### WORK TO COMPLETE
Please copy exactly every line from the one that contains "of overwriting them" to the end of the data below, with both ends included and no other lines.
▽
PR #180, opened 2025-05-21
Respect other dialects when updating representation

SergeiPatiakin:


SergeiPatiakin:
Accident, please disregard

PR #181, opened 2025-05-22
Allow updating multiple view representations

SergeiPatiakin:
- Changed `Operation::UpdateRepresentation` to `Operation::UpdateRepresentations` which can take multiple representations
- `Operation::UpdateRepresentations` preserves representations in other dialects instead of overwriting them

This is a breaking change but consumers can easily migrate by changing `update_representation(r)` to `update_representations(vec![r])`


JanKaul:
Thanks for the PR. It's great to generalize this to multiple representations. I didn't think of it at the time.

PR #182, opened 2025-05-27
fix: transparent get_table_metadata_location error

gruuya:
Currently any error whatsoever that occurs during fetching metadata will be displayed as `Entity not found in catalog`, even though it may originate from e.g. connection issues or more likely permission issues.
△
### SOLUTION BELOW
- `Operation::UpdateRepresentations` preserves representations in other dialects instead of overwriting them

This is a breaking change but consumers can easily migrate by changing `update_representation(r)` to `update_representations(vec![r])`


JanKaul:
Thanks for the PR. It's great to generalize this to multiple representations. I didn't think of it at the time.

PR #182, opened 2025-05-27
fix: transparent get_table_metadata_location error

gruuya:
Currently any error whatsoever that occurs during fetching metadata will be displayed as `Entity not found in catalog`, even though it may originate from e.g. connection issues or more likely permission issues.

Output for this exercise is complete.